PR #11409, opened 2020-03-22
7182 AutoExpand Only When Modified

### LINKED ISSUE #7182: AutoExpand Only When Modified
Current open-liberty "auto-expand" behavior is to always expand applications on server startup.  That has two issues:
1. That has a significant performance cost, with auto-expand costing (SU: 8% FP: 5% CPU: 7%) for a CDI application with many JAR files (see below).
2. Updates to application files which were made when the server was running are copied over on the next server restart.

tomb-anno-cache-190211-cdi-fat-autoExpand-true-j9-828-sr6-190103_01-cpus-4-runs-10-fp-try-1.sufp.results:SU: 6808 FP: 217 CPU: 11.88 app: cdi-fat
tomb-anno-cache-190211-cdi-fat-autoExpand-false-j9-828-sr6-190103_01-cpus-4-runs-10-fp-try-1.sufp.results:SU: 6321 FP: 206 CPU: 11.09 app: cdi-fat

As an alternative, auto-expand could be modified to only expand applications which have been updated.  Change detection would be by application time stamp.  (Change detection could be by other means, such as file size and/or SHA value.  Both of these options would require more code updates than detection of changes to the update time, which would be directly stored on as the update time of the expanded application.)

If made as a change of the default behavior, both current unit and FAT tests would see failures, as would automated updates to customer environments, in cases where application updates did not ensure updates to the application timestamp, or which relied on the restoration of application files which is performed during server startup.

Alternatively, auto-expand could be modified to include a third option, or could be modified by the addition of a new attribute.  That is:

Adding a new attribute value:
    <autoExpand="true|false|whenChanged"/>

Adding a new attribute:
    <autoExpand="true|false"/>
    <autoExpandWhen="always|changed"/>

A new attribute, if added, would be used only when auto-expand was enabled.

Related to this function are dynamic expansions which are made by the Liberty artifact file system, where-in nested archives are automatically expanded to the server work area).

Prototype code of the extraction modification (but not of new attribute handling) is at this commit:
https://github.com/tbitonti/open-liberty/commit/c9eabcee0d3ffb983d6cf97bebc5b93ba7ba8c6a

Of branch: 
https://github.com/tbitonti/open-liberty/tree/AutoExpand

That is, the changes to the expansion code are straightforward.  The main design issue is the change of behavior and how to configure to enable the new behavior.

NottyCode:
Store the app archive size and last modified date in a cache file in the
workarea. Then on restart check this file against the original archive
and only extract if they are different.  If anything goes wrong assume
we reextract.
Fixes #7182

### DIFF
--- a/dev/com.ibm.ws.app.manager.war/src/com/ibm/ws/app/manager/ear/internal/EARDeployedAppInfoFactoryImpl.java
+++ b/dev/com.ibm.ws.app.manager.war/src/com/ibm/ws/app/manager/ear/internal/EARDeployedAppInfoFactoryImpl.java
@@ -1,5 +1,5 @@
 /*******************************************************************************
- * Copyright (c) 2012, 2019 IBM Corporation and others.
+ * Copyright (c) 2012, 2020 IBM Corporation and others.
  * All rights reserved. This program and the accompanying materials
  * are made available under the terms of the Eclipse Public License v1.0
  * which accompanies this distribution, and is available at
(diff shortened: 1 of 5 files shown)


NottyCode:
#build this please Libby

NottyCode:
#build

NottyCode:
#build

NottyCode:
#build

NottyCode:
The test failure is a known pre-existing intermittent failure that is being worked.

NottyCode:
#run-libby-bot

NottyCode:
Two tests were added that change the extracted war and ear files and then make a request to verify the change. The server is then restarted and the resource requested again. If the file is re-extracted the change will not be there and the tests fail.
┄┄┄┄┄┄┄┄┄┄
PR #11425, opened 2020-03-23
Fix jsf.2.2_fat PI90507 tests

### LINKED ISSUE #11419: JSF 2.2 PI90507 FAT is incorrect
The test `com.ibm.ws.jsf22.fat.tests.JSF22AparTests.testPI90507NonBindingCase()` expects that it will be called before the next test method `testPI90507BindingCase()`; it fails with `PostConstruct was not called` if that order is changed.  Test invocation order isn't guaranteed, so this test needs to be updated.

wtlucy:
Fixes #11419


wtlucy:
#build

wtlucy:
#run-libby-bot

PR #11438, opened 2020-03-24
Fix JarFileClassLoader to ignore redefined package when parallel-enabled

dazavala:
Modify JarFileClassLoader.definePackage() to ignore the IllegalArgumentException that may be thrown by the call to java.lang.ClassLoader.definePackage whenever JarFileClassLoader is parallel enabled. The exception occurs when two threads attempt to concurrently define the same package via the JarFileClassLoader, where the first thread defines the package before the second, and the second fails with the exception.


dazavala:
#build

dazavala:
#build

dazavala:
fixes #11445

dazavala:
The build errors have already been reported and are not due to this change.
┄┄┄┄┄┄┄┄┄┄
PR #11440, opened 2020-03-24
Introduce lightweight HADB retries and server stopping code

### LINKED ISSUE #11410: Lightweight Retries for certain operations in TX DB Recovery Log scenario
┄┄┄┄┄┄┄┄┄┄
What to work on:
Copy out every line of the data that includes the word "false".

Result:
tomb-anno-cache-190211-cdi-fat-autoExpand-false-j9-828-sr6-190103_01-cpus-4-runs-10-fp-try-1.sufp.results:SU: 6321 FP: 206 CPU: 11.09 app: cdi-fat
    <autoExpand="true|false|whenChanged"/>
    <autoExpand="true|false"/>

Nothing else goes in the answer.